Pürüzsüz bir akış ile geçen konserden çıkınca yüzümde bir gülümseme ve içimde bir huzur ile eve vardım ve belki de hayatımda uzun zaman boyunca tekrar karşılaşamayacağım mükemmel bir uykuya daldım. Konser deneyimini yaşadıktan sonra neden klasik müzik çalan sadece bir radyo olduğu, neden bu tip etkinliklerin daha sık yapılmadığı aklıma çok takıldı. Üzerine düşündükten sonra modernleşmekte, teknoloji ile dolup taşan bir zamanda ve dünyada olduğumuz için bu soruları sorar duruma geldiğimin kanısına vardım. Yeni jenerasyonların çoğunlukla bulunduğu çağın müziklerini dinliyor olması, yeni müzisyenlerin ileri teknoloji ile müzik yapması, yeni çıkan müzikleri dinlemeyen birinin elinde zaten istediği herhangi bir müziğe internet üzerinden ulaşabileceği bir teknolojinin olması ve tabii bunların özeti olarak sayabileceğimiz teknolojik ilerlemeler olduğunu düşünüyorum. 
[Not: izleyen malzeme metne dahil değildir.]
PR #108, opened 2022-11-13
Fix link to embassy-usb

jannic:
The old link returned 404 as the file driver.rs was removed. Point to the crate root directory instead.

Alternatively, the link could point to the docs at https://docs.embassy.dev/embassy-usb/git/default/index.html

### DIFF
--- a/README.md
+++ b/README.md
@@ -42,4 +42,4 @@ Others
 ------
 
 Other implementations for USB in Rust
-* [embassy-usb](https://github.com/embassy-rs/embassy/tree/master/embassy-usb) an async variant.
+* The [Embassy](https://github.com/embassy-rs/embassy) project has an async USB stack, embassy-usb.
--- a/README.md
+++ b/README.md
@@ -42,4 +42,4 @@ Others
 ------
 
 Other implementations for USB in Rust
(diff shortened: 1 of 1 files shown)


README.md
```diff
@@ -42,4 +42,4 @@ Others
 ------
 
 Other implementations for USB in Rust
-* [embassy-usb](https://github.com/embassy-rs/embassy/blob/master/embassy-usb/src/driver.rs), an async variant.
\ No newline at end of file
+* [embassy-usb](https://github.com/embassy-rs/embassy/tree/master/embassy-usb) an async variant.
```
ryan-summers, line 45: Should we just point to top-level embassy instead? That way we don't break links if embassy restructures code

jannic: Good point. And I guess embassy-usb can not easily be used stand-alone in a project which is otherwise not using embassy (or can it?). So a sentence like "The [Embassy](https://embassy.dev/dev/index.html) project has an async USB stack." might also be more helpful to the reader. Should it point to the [docs](https://embassy.dev/dev/index.html) or to the [repository](https://github.com/embassy-rs/embassy)?

ryan-summers: I would just point to the repo and the user can go from there

ryan-summers (approved):
Thanks for the fix!

PR #116, opened 2023-04-19
Add the ability to select USB revision

ithinuel:
In some usecases it is desirable to select a lower revision of the USB standard (eg when a KVM between the device and the host does not handle usb 2.1 very well).

This allows a device to use a different usb revision (choices limited by an enum).

### DIFF
--- a/src/descriptor.rs
+++ b/src/descriptor.rs
@@ -110,12 +110,12 @@ impl DescriptorWriter<'_> {
         self.write(
             descriptor_type::DEVICE,
             &[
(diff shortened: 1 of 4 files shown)


Disasm:
If I recall correctly, BOS descriptor should be disabled for 2.0.

Disasm (approved):
Thank you!

ryan-summers:
@Disasm mind adding a changelog for this PR? I'm on mobile until next week, but can do it then if you can't get to it :)

PR #119, opened 2023-05-03
add reference to rp2040-hal and a few more class implementation crates.

ithinuel:


ryan-summers (approved):
Wonderful additions, thanks! :)

PR #120, opened 2023-06-23
Fix 404s in README

piotrfila:
Some of the links to class crates were outdated (404s). This PR makes them point to the repositories currently specified on crates.io.

(Side note: this is the second time I'm submitting this PR, I think something went wrong on my end. Sorry if this is a duplicate!)


ryan-summers (approved):
Thanks for catching this :)

PR #121, opened 2023-07-20
modify `StringIndex` and `.iad()`

eZioPan:
impl `u8` to `StringIndex`, remove `StringIndex::new()`, pop `StringIndex` for `.iad()`

such that user can define interface/iad name easily.

### DIFF
--- a/src/descriptor.rs
+++ b/src/descriptor.rs
@@ -185,10 +185,13 @@ impl DescriptorWriter<'_> {
         function_class: u8,
         function_sub_class: u8,
         function_protocol: u8,
+        function_string: Option<StringIndex>,
     ) -> Result<()> {
         if !self.write_iads {
             return Ok(());
         }
+
+        let str_index = function_string.map_or(0, Into::into);
 
         self.write(
             descriptor_type::IAD,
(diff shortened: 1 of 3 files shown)


src/descriptor.rs
```diff
@@ -185,11 +185,14 @@ impl DescriptorWriter<'_> {
         function_class: u8,
         function_sub_class: u8,
         function_protocol: u8,
+        function_string: Option<StringIndex>,
```
ryan-summers, line 188: Can you add docs for this as well?

ryan-summers (changes requested):
Thanks for the change!

Can you add a [breaking] entry into CHANGELOG.md?

mvirkkunen:
The idea of the private constructor was to make sure string indexes are uniquely allocated via the allocator. Did that make something hard/impossible to implement?

eZioPan:
> The idea of the private constructor was to make sure string indexes are uniquely allocated via the allocator. Did that make something hard/impossible to implement?

got it, i will reverse the change for `StringIndex`, thus user will use `alloc.string()` to query a new index.

src/descriptor.rs
eZioPan: done

ryan-summers (approved):
Thanks, looking good. Thanks for the input @mvirkkunen :)

eZioPan:
thanks!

Dünyanın ve yeni nesillerin yeni şeylere bu kadar çabuk ve kısa sürede adapte olabiliyor olması beni şaşırtmanın yanında az da olsa korkutuyor. Karşımıza çıkan her yeniliğin nereden, nasıl geldiğini düşünmeden ve geçmişte zaten yaşanmış olan gelişmelerin oluşumunda yapılan hataların tekrarlanması insanlığın ilerlediği yolda önüne bakmaması ve tökezlemesi gibi geliyor. Tabii tökezlemeye rağmen devam etmek mümkün bu yüzden tartışılabilir bir teori.
Konuma geri dönüp toparlamam gerekirse, bu organizasyonun ulaşılabilir bir hale gelmesini sağlayan, mekanı, müzisyeni ve geriye kalan her detayı bu mükemmeliyete getiren her bireye ve gruba bir teşekkür borçluyum. Hayatım boyunca unutmayacağım, inanılmaz, kelimeler ile anlatılmaz, huzur dolu bir konserdi. Kuijken Ensemble konseri aklımda bıraktığı sorular ile yeni teoriler üzerinde düşünmemi, mükemmel bir performans ile uzun vadeli huzur ve rahatlık hissini bana yaşatan kusursuz bir etkinlikti. 12. Bach Günleri olduğu zaman bilet kuyrugunda bekleyenlerin arasında olacağımı şüphe etmeden söyleyebilirim.